● **Data in this exercise**
PR #48, opened 2016-04-08
Implement Bearer authentication token

therealplato:
This PR protects all routes except `/command` with an authentication token.

Gin will look at the `Authentication` header and expect to see something like `Bearer 12345`.
It will compare the token with `env.AuthBearerToken` which defaults to the value of the env var `BROADWAY_AUTH_TOKEN`.


server/server.go
```diff
@@ -80,12 +80,16 @@ func (s *Server) Init() {
 func (s *Server) setupHandlers() {
 	s.engine = gin.Default()
 	gin.SetMode(gin.ReleaseMode) // Comment this to use debug mode for more verbose output
+	// Define routes:
+	s.engine.POST("/command", s.postCommand)
+	s.engine.GET("/command", s.getCommand)
+	// Protect subsequent routes with middleware:
+	s.engine.Use(authMiddleware)
```
macat: This is awesome. I didn't know you can use a middleware only for some handlers.

macat:
+1

poopoothegorilla:
+1

macat:
MR STORY EATER

PR #49, opened 2016-04-11
Fix/instance varcreation

therealplato:
This PR adds `vars` validation for instance creation and setting vars for an existing instance. Both will fail if you pass in a var that is not present in the instance's playbook.

Other changes: 

* Instance creation now fails if the referenced `PlaybookID` is missing
* `BROADWAY_MANIFESTS_PATH` and `BROADWAY_PLAYBOOKS_PATH` env vars have been added
* Hardcoded manifest and playbook folder locations have been replaced with these env vars
* The `test` container sets these env vars set to `examples/manifests` and `examples/playbooks` respectively
* All tests that need to manipulate instances now use `PlaybookID: "helloplaybook"`
* `helloplaybook` has been added to the examples folder, it declares two vars: `bird` and `word`


deployment/manifest.go
```diff
@@ -31,3 +38,33 @@ func (m *Manifest) Execute(vars map[string]string) string {
 	}
 	return b.String()
 }
+
+// SetManifestRoot ensures a folder exists, then sets ManifestRoot to that
+// folder.
+func SetManifestRoot(newRoot string) error {
```
cored: @therealplato Why is this related?

deployment/manifest.go
```diff
@@ -31,3 +38,33 @@ func (m *Manifest) Execute(vars map[string]string) string {
...
+	if _, err := os.Stat(newRoot); err != nil {
+		return err
+	}
+	env.ManifestsPath = newRoot
+	return nil
+}
+
+// ManifestsPresent iterates through the Manifests and PodManifest items on a
+// task, and checks that each represents a file on disk
+func (t Task) ManifestsPresent() error {
```
cored: Also this?

env/env.go
```diff
@@ -32,17 +33,41 @@ var (
...
+
+var (
+	cwd                  string
+	defaultManifestsPath string
+	defaultPlaybooksPath string
 )
 
 // LoadEnvs sets env.* variables to their OS-provided value
 func LoadEnvs() {
+	ManifestsPath = loadw("BROADWAY_MANIFESTS_PATH")
```
bobbytables: We probably a `sync.Once` in here so that this can't be called again.

server/server.go
```diff
@@ -70,6 +70,7 @@ func (s *Server) Init() {
 	}
 
 	s.playbooks, err = deployment.LoadPlaybookFolder("playbooks/")
```
cored: @therealplato Why don't you change this to use the new environment variable?

therealplato: good catch

services/instance.go
```diff
@@ -19,17 +20,57 @@ func NewInstanceService(s store.Store) *InstanceService {
 	return &InstanceService{repo: instance.NewRepo(s)}
 }
 
+// PlaybookNotFound indicates a problem due to Broadway not knowing about a
+// playbook
+type PlaybookNotFound struct {
```
cored: I like this.

services/instance.go
```diff
@@ -19,17 +20,57 @@ func NewInstanceService(s store.Store) *InstanceService {
...
+
+func (e *InvalidVar) Error() string {
+	return fmt.Sprintf("Playbook %s does not declare a var named %s\n", e.playbookID, e.key)
+}
+
 // Create a new instance
 func (is *InstanceService) Create(i *instance.Instance) (*instance.Instance, error) {
-	glog.Info("Instance Service: Create")
+	glog.Infof("InstanceService attempting to create %s/%s...\n", i.PlaybookID, i.ID)
+	pb, ok := deployment.AllPlaybooks[i.PlaybookID]
```
cored: You can switch this call to be inline. 
`if pb, ok := deploymemt..; ok { }`

deployment/manifest.go
therealplato: i moved this out of playbook.go while refactoring, i think it can now be removed since e.g. tests can manipulate `env.ManifestsPath`

deployment/manifest.go
therealplato: This is used in playbook validation

services/instance.go
```diff
@@ -19,17 +20,57 @@ func NewInstanceService(s store.Store) *InstanceService {
...
+	if ok != true {
+		return nil, &PlaybookNotFound{i.PlaybookID}
+	}
+	// Set all valid vars to empty string:
+	vars := make(map[string]string)
+	for _, pv := range pb.Vars {
+		vars[pv] = ""
+	}
+	// Look for invalid vars on new instance, and set values:
```
cored: What does an invalid mean in this context? Why do we need to set them?

services/instance.go
```diff
@@ -19,17 +20,57 @@ func NewInstanceService(s store.Store) *InstanceService {
...
+	i.Vars = vars
 	err := is.repo.Save(i)
 	if err != nil {
 		return nil, err
 	}
-	err = sendCreationNotification(i)
-	if err != nil {
-		return i, err
-	}
+	/*
```
cored: Remove this commented code.

services/instance_test.go
```diff
@@ -8,47 +8,78 @@ import (
...
+	service := NewInstanceService(store)
+
+	i := &instance.Instance{PlaybookID: "vanishing-pb", ID: "gone"}
+	_, err := service.Create(i)
+
+	assert.NotNil(t, err)
+	assert.Contains(t, err.Error(), "playbook vanishing-pb is missing")
+}
+
+func TestCreateInstanceWithIncorrectVars(t *testing.T) {
```
cored: Can you add this or remove it?

services/instance_test.go
```diff
@@ -8,47 +8,78 @@ import (
...
+	//todo: set the wrong vars
+}
+
+/*
+func TestCreateInstanceNotification(t *testing.T) {
```
cored: Remove this commented code. Please.

services/instance.go
therealplato: @macat actually if you have time can you uncomment this, and the associated test, and see if you can reproduce my `net` error in sending notification?

services/instance_test.go
therealplato: yep will add these tests

services/instance_test.go
```diff
@@ -8,47 +8,78 @@ import (
...
-	assert.Equal(t, "test", createdInstance.PlaybookID)
-	assert.Equal(t, instance.StatusNew, createdInstance.Status)
+
 	assert.Contains(t, nt.requestBody, "created")
+	assert.Contains(t, nt.requestBody, "helloplaybook")
+	assert.Contains(t, nt.requestBody, "TestCreateInstanceNotification")
+}
+*/
+
+func TestCreateInstance(t *testing.T) {
```
cored: I think we can use the test table idea for this method.

services/instance_test.go
```diff
@@ -8,47 +8,78 @@ import (
 	"github.com/stretchr/testify/assert"
 )
 
-func TestCreateInstance(t *testing.T) {
+func TestCreateInstanceFromMissingPlaybook(t *testing.T) {
```
cored: @therealplato Is there a test for the create that stress the code for 'invalid variables' ? I can't see it in here.

services/instance.go
therealplato: if i did that, wouldn't pb be out of scope after the if block? i need to use it after the if block

services/slack_test.go
```diff
@@ -26,56 +21,56 @@ func TestSetvarExecute(t *testing.T) {
 		E            error
 	}{
 		{
-			"When an instance and playbook defines a variable",
-			"setvar foo bar var1=val1",
-			&instance.Instance{PlaybookID: "foo", ID: "bar", Vars: map[string]string{"var1": "val2"}},
-			map[string]*deployment.Playbook{"foo": &deployment.Playbook{ID: "foo", Vars: []string{"var1"}}},
-			map[string]string{"var1": "val1"},
-			"Instance foo bar updated it's variables",
+			"When an instance sets a new variable value from the playbook",
```
cored: This is test is what suggest me that we need to inject the playbooks into the `.Create` method in the instance service as a parameter. I know we discuss this but the refactoring could be part of the same PR. What do you think?

services/instance.go
cored: @therealplato Try it :-)

poopoothegorilla:
+1 looks good :)

macat:
+1

PR #50, opened 2016-04-12
CORE-240: Instance deletion

cored:


services/instance_test.go
```diff
@@ -140,3 +140,27 @@ func TestUpdate(t *testing.T) {
...
+	is := NewInstanceService(store.New())
+
+	i := &instance.Instance{PlaybookID: "foo", ID: "bar"}
+
+	createdInstance, err := is.Create(i)
+	if err != nil {
+		t.Fail()
+	}
+	err = is.Delete(createdInstance)
+	assert.Nil(t, err, "When existent instance")
```
bobbytables: Probably would be better worded as "when interface exists"

bobbytables:
I like this, the abstractions are clearer the more we use them.

services/instance_test.go
cored: changing it.

server/server.go
```diff
@@ -87,6 +87,7 @@ func (s *Server) setupHandlers() {
 	s.engine.GET("/instances/:playbookID", s.getInstances)
 	s.engine.GET("/status/:playbookID/:instanceID", s.getStatus)
 	s.engine.POST("/deploy/:playbookID/:instanceID", s.deployInstance)
+	s.engine.DELETE("/:playbookID/:instanceID", s.deleteInstance)
```
therealplato: i suggest `DELETE instances/:playbookID/:instanceID`

cored: @therealplato yes, you are right.

macat:
+1

instance/repository.go
```diff
@@ -92,3 +93,8 @@ func (ir *Repo) FindByPlaybookID(playbookID string) ([]*Instance, error) {
 
 	return instances, nil
 }
+
+// Delete remove an instance
```
poopoothegorilla: `remove` vs `removes`

instance/repository_test.go
```diff
@@ -103,3 +103,14 @@ func TestFindByPlaybookIDNoExistent(t *testing.T) {
 
 	assert.Equal(t, "Saved data for this instance is malformed", err.Error())
 }
+
+func TestDelete(t *testing.T) {
+	repo := NewRepo(store.New())
+	i := &Instance{PlaybookID: "anewone", ID: "withid"}
+	err := repo.Save(i)
+	if err != nil {
+		t.Fail()
```
poopoothegorilla: do we care about displaying the error if it fails?

instance/repository_test.go
```diff
@@ -103,3 +103,14 @@ func TestFindByPlaybookIDNoExistent(t *testing.T) {
 
 	assert.Equal(t, "Saved data for this instance is malformed", err.Error())
 }
+
+func TestDelete(t *testing.T) {
```
poopoothegorilla: are there any other checks we might want to perform at this level? it looks like we are just testing for errors

server/server.go
```diff
@@ -264,3 +265,17 @@ func (s *Server) deployInstance(c *gin.Context) {
 	}
 	c.JSON(http.StatusOK, i)
 }
+
+func (s *Server) deleteInstance(c *gin.Context) {
+	is := services.NewInstanceService(s.store)
+	ii, err := is.Show(c.Param("playbookID"), c.Param("instanceID"))
+	if err != nil {
+		c.JSON(http.StatusNotFound, NotFoundError)
```
poopoothegorilla: Is a `NotFoundError` the only error type we expect back? What about `MalformedSavedData` when the un-marshal occurs?

therealplato: what if its some other error?

poopoothegorilla: Or do we only want to send back certain errors?

therealplato: jinx

server/server.go
```diff
@@ -264,3 +265,17 @@ func (s *Server) deployInstance(c *gin.Context) {
...
+		return
+	}
+	err = is.Delete(ii)
+	if err != nil {
+		c.JSON(http.StatusInternalServerError, InternalError)
```
therealplato: you need to add a return here otherwise it'll smush together lines 278 and 280 in the response

server/server_test.go
```diff
@@ -330,3 +352,35 @@ func TestDeployMissing(t *testing.T) {
 	assert.Nil(t, err)
 	assert.Contains(t, errorResponse["error"], "Not Found")
 }
+
+func TestDeleteWhenExistentInstance(t *testing.T) {
```
therealplato: use Extant or Existing for better grammar

server/server_test.go
```diff
@@ -330,3 +352,35 @@ func TestDeployMissing(t *testing.T) {
...
+		Status:     instance.StatusDeployed}
+	is := services.NewInstanceService(store.New())
+	_, err := is.Create(testInstance1)
+	if err != nil {
+		t.Error(err)
+		return
+	}
+	req, w := testutils.DeleteRequest(
+		t,
+		fmt.Sprintf("/instances/%s/%s", testInstance1.PlaybookID, testInstance1.ID),
```
therealplato: ^ nice

server/server_test.go
```diff
@@ -295,6 +296,27 @@ func TestSlackCommandSetvar(t *testing.T) {
 	assert.Equal(t, http.StatusOK, w.Code, "Expected slack command to be 200")
 }
 
+func TestSlackCommandDelete(t *testing.T) {
+	env.SlackToken = testToken
+	w, server := helperSetupServer()
+	req, _ := http.NewRequest("POST", "/command", nil)
+	req.Header.Add("Content-Type", "application/x-www-form-urlencoded")
```
poopoothegorilla: just curious is there any benefit of using `Add` versus `Set`?

server/server_test.go
```diff
@@ -330,3 +352,35 @@ func TestDeployMissing(t *testing.T) {
...
+func TestDeleteWhenExistentInstance(t *testing.T) {
+	testInstance1 := &instance.Instance{
+		PlaybookID: "helloplaybook",
+		ID:         "TestGetStatusWithGoodPath",
+		Status:     instance.StatusDeployed}
+	is := services.NewInstanceService(store.New())
+	_, err := is.Create(testInstance1)
+	if err != nil {
+		t.Error(err)
+		return
```
poopoothegorilla: is there a reason you chose to use `return` in this case?

server/server.go
cored: There won't be any unmarshalling when deleting.

server/server_test.go
```diff
@@ -330,3 +352,35 @@ func TestDeployMissing(t *testing.T) {
...
+	}
+	req, w := testutils.DeleteRequest(
+		t,
+		fmt.Sprintf("/instances/%s/%s", testInstance1.PlaybookID, testInstance1.ID),
+	)
+
+	req = auth(req)
+	makeRequest(req, w)
```
poopoothegorilla: is there a difference between choosing `makeRequest` vs  using `HelperSetupServer` and `ServeHTTP`?

services/instance.go
```diff
@@ -98,6 +98,16 @@ func (is *InstanceService) AllWithPlaybookID(playbookID string) ([]*instance.Ins
 	return is.repo.FindByPlaybookID(playbookID)
 }
 
+// Delete remove an instance
```
poopoothegorilla: `remove` to `removes` maybe?

services/instance_test.go
```diff
@@ -129,7 +129,7 @@ func TestUpdate(t *testing.T) {
 	for _, testcase := range testcases {
 		createdInstance, err := instanceService.Create(testcase.Instance)
 		if err != nil {
-			t.Error(err)
+			t.Fail()
```
poopoothegorilla: show error maybe?

services/slack.go
```diff
@@ -93,12 +93,43 @@ func (c *helpCommand) Execute() (string, error) {
 	return commandHints, nil
 }
 
+// InvalidDelete definition of syntax error
+type InvalidDelete struct{}
+
+func (e *InvalidDelete) Error() string {
+	return ""
```
poopoothegorilla: do we want this as an empty string?

services/slack.go
```diff
@@ -93,12 +93,43 @@ func (c *helpCommand) Execute() (string, error) {
...
+		return "", &InvalidDelete{}
+	}
+	iToDelete, err := c.is.Show(c.args[1], c.args[2])
+
+	if err != nil {
+		return "", err
+	}
+	err = c.is.Delete(iToDelete)
+	if err != nil {
+		return "", err
```
poopoothegorilla: I am looking at line 61 for setVarCommand... Why does that return a string as well as an error?

server/server.go
poopoothegorilla: I might be misunderstanding this, but to me it looks like `Show` does unmarshal since it calls `FindByID` and then `FindByPath` https://github.com/namely/broadway/blob/b76b675ad7bd359f0de5cc94d37d2abbe37dcfbc/instance/repository.go#L66

therealplato: good point, why does `is.Delete()` take an instance while `is.Show()` takes ids? should we invoke as `is.Delete(pID, iID)`?

cored: I think you are right on that the ip could be more generic, as Issac
mentions I will give it a little bit of thought.

poopoothegorilla:
+1 still works we can make a pr for changes later

therealplato:
+1

cored:
I'm going to merge it and do individual refactorings.

PR #51, opened 2016-04-12
Rename pod; fix missing manifests dir

therealplato:
This PR fixes a bug where deployments can't find the manifests folder because the server still had a hardcoded reference to `manifests/`


deployment/kubernetes.go
```diff
@@ -89,6 +90,10 @@ func (d *KubernetesDeployment) steps() ([]TaskStep, error) {
 	for _, task := range d.Playbook.Tasks {
 		if task.PodManifest != "" {
 			m := d.Manifests[task.PodManifest]
+			glog.Info("****************")
```
macat: We don't need these

PR #53, opened 2016-04-14
Instance deletion additions

poopoothegorilla:
some minor code changes


therealplato:
why do we see @cored's commits here - because they got squashed in the last PR?

PR #67, opened 2016-05-13
Add tests and implementation for custom create and deploy messages

therealplato:
This PR adds fields to playbook yml:

```
messages:
  created: a go {{.Template}}
  deployed: another {{ .Template }}
```

If these are invalid templates, the playbook will fail to validate.
If the fields are missing, the current default message is shown.
If the fields are present, both the current default and the custom message are shown.

Attachments for create and deploy now have green bars in Slack.


deployment/playbook_test.go
```diff
@@ -22,6 +22,9 @@ vars:
   - version
   - assets_version
   - owner
+messages:
+  created: "help I'm stuck in a test {{ .ID }}"
+  deployed: "help I'm still stuck in a test {{ .ID }}"
```
macat: 😃

services/deployment.go
```diff
@@ -1,8 +1,10 @@
 package services
 
 import (
+	"bytes"
 	"errors"
 	"fmt"
+	"html/template"
```
therealplato: `text/template` ... goimports likes to change this on me

deployment/playbook.go
```diff
@@ -60,6 +62,12 @@ func (p *Playbook) Validate() error {
 	if len(p.Tasks) == 0 {
 		return errors.New("Playbook requires at least 1 task")
 	}
+	for key, value := range p.Messages {
+		_, err := template.New(key).Parse(value)
+		if err != nil {
+			return fmt.Errorf("Playbook had an invalid message template: \"%s\"", value)
```
bobbytables: One thing that I love that the go stdlib's do is that they include the package name in the error:

```go
fmt.Errorf("broadway/playbook: ...")
```

What do you think about maybe doing that here?

bobbytables:
Other than that optional comment I think this looks great. 👍

cored:
+1

services/deployment.go
macat: can you update this?

PR #3561, opened 2024-03-09
ENH: New plotting API for beeswarm so can accept and return Axes

### LINKED ISSUE #2822: Displaying two beeswarm plots side by side in the same figure using matplotlib
Hello,

I wonder how to place two independent beeswarm plots into the same figure but in different axes. I am using matplotlib version `3.4.2`, shap version `0.39.0`, and Python `3.8`. I am trying using a single figure and two axes but realize that the beeswarm method does not handle the axis as parameter (error: `TypeError: beeswarm() got an unexpected keyword argument 'ax'`). Any recommendation is welcome. Thanks in advance.

```
from matplotlib import pyplot as plt
import shap

fig, axes = plt.subplots(1, 2, figsize=(35, 7), gridspec_kw = {"wspace":1.0}) 

shap.plots.beeswarm(explainer_a(X_test_a), max_display=10, ax = axes[0])
shap.plots.beeswarm(explainer_b(X_test_b), max_display=10, ax = axes[1])

plt.show()
```

### LINKED ISSUE #3351: ENH: beeswarm plot doesn't return figure
### Problem Description

Took me some time to discover this interface:
```
shap.plots.beeswarm(...)
fig = plt.gcf()
fig.savefig(...)
```
Instead, `beeswarm` (and other plots) should return the figure directly.

### Alternative Solutions

_No response_

### Additional Context

_No response_

### Feature request checklist

chriscave:
## Overview

Supports https://github.com/shap/shap/issues/3411

Change beeswarm to adhere to new standard API interface for the plots:
* Add an ax parameter to accept an existing matplotlib Axes
* Return the axes (if show=False)

## Discussion
The parameter `plot_size` is only really suitable for when there is one axes in the figure. If there are multiple then the `default` value affects the figure size and not just the axes which the plot is being drawn to.

We could use `plot_size` to just affect the size of the axes but this I think this is discouraged from mpl and can be quite tricky to do. 

So for now I thought it would be easier to just stop the behaviour of `plot_size` when `ax` is not None. So if a user passes in `ax` into the plot then it is up to them to determine the size of the plot using the figure the axes has come from.

We can definitely change this if it is not in line with the current thoughts on the new API. 

## Checklist

(Edit by maintainers):
- Closes #2822
- Closes #3351


chriscave:
Tagging @connortann into this draft PR

connortann:
Thanks for the PR! The tests are currently failing due to an unrelated issue, which should be fixed shortly by#3563.

shap/plots/_beeswarm.py
```diff
@@ -415,21 +431,22 @@ def beeswarm(shap_values, max_display=10, order=Explanation.abs.mean(0),
...
+    ax.set_yticks(range(len(feature_inds)), reversed(yticklabels), fontsize=13)
+    ax.tick_params('y', length=20, width=0.5, which='major')
+    ax.tick_params('x', labelsize=11)
+    ax.set_ylim(-1, len(feature_inds))
+    ax.set_xlabel(labels['VALUE'], fontsize=13)
     if show:
         pl.show()
     else:
-        return pl.gca()
+        pl.close(fig)
```
connortann: May I ask about the motivation behind `pl.close`? I think it may be a breaking change; we may as well decide a suitable pattern and plan to do that same for the other plots.

connortann:
This PR looks good to me! One suggestion - I think it would be preferable to raise a ValueError if plot_size and ax are both passed, rather than just ignoring the size.

shap/plots/_beeswarm.py
chriscave: Of course. Jupyter will still render the plot even if `show = false`. Closing the figure will prevent that. But maybe I've misunderstood what show is meant to be doing.

Ah if its a breaking change then perhaps more thought should be put into it. How do you think it's a breaking change?

chriscave:
> This PR looks good to me! One suggestion - I think it would be preferable to raise a ValueError if plot_size and ax are both passed, rather than just ignoring the size.

Good suggestion, I'll change it to that.

connortann:
Sorry for the delay on merging this one. We've been rather short of maintainers recently and this one fell through the cracks.

I'm trying to overhaul a few of the plotting functions at the moment, so I'll take another look and sort out the merge conflicts. Thanks again for the PR!

shap/plots/_beeswarm.py
connortann: I think this is "breaking" just in the sense that this is different behaviour than before. For now, let's avoid calling `plt.close` just to keep this plot consistent with the other plots in the library.

I think the "show" argument is really not needed and I'd like to deprecate it entirely, leaving it to the user to call `plt.show()` if desired. But, I think it would be better to make this change in one fell swoop, updating all the plots to a uniform interface.

connortann: Note to self for future reference: It may be quite hard to "re-open" a plot that was closed with `plt.close()` , as described here:
https://stackoverflow.com/a/31731945

shap/plots/_beeswarm.py
```diff
@@ -157,8 +174,12 @@ def beeswarm(
     if feature_names is None:
         feature_names = np.array([labels["FEATURE"] % str(i) for i in range(num_features)])
 
+    fig = pl.gcf()
+    if ax is None:
+        ax = pl.gca()
```
connortann: We should use the figure that belongs to `ax`, which in general may be different to the current figure.

```suggestion
    if ax is None:
        ax = pl.gca()
    fig = ax.get_figure()
    assert fig is not None  # type narrowing for mypy
```

The `assert` statement will be helpful for mypy, when this function is type checked. The return type of `artist.get_figure()` is `Figure | None`, but in this case we never expect it to be `None` .

shap/plots/_beeswarm.py
connortann: I've created an issue to discuss this issue further: #3819

For now though, let's remove this line (which should fix the tests):

```suggestion
```

connortann (changes requested):
@chriscave I've fixed up the merge conflicts, and edited the description to link a couple of issues that this will close.

Just two suggested changes as commented above, and then the tests should pass and we should be good to merge! Thanks again. [EDIT: done]

connortann (approved):

Issue #3562, opened 2024-03-09
CI failing on tensorflow 2.16+ due to incompatibility between transformers & keras V3


connortann:
TODO:

- [x] Pin CI to use keras to < v3 to fix CI on master
- [ ] Await transformers compatibility with keras 3: https://github.com/huggingface/transformers/pull/26224
- [ ] Get tests passing with latest tensorflow 2.16 +
- [ ] Include tensorflow in py12 tests

rathorexd:
is the issue is still open to contribute?

PR #3563, opened 2024-03-09
MAINT: Pin tensorflow to <2.16

connortann:
## Overview

Supports #3562 , pins tensorflow to the most recent passing version for now.

Hopefully fixes CI as short-term patch


CloseChoice (approved):
nice, LGTM

PR #3564, opened 2024-03-09
Include catboost tests for py312

connortann:
## Overview

Enable catboost tests for python 3.12, following support in recent release:

https://github.com/catboost/catboost/releases/tag/v1.2.3


CloseChoice (approved):
very nice. Thanks for having an eye on that. LGTM

PR #3566, opened 2024-03-10
Minor datasets docs fixups

connortann:
Some minor fixups to RST formatting for `datasets`. Still probably not perfect but should improve the rendering a bit.


CloseChoice (approved):
I see this as a good improvement to the docs. LGTM

PR #3567, opened 2024-03-10
MAINT: Minor simplifications and removal of duplication

connortann:
A few relatively minor refactors:

- Removing some redundant calls, e.g. replacing `range(0, x)` with `range(x)`
- Removing some duplicated blocks of code in if/else blocks

I would appreciate a review to ensure the refactored code is identical in behaviour.


CloseChoice (approved):
LGTM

● **What you will do**
Only the lines from the one containing "PR #3563, opened 2024-03-09" through the last line of the records should appear, each written out exactly.

● **Result below**
PR #3563, opened 2024-03-09
MAINT: Pin tensorflow to <2.16

connortann:
## Overview

Supports #3562 , pins tensorflow to the most recent passing version for now.

Hopefully fixes CI as short-term patch


CloseChoice (approved):
nice, LGTM

PR #3564, opened 2024-03-09
Include catboost tests for py312

connortann:
## Overview

Enable catboost tests for python 3.12, following support in recent release:

https://github.com/catboost/catboost/releases/tag/v1.2.3


CloseChoice (approved):
very nice. Thanks for having an eye on that. LGTM

PR #3566, opened 2024-03-10
Minor datasets docs fixups

connortann:
Some minor fixups to RST formatting for `datasets`. Still probably not perfect but should improve the rendering a bit.


CloseChoice (approved):
I see this as a good improvement to the docs. LGTM

PR #3567, opened 2024-03-10
MAINT: Minor simplifications and removal of duplication

connortann:
A few relatively minor refactors:

- Removing some redundant calls, e.g. replacing `range(0, x)` with `range(x)`
- Removing some duplicated blocks of code in if/else blocks

I would appreciate a review to ensure the refactored code is identical in behaviour.


CloseChoice (approved):
LGTM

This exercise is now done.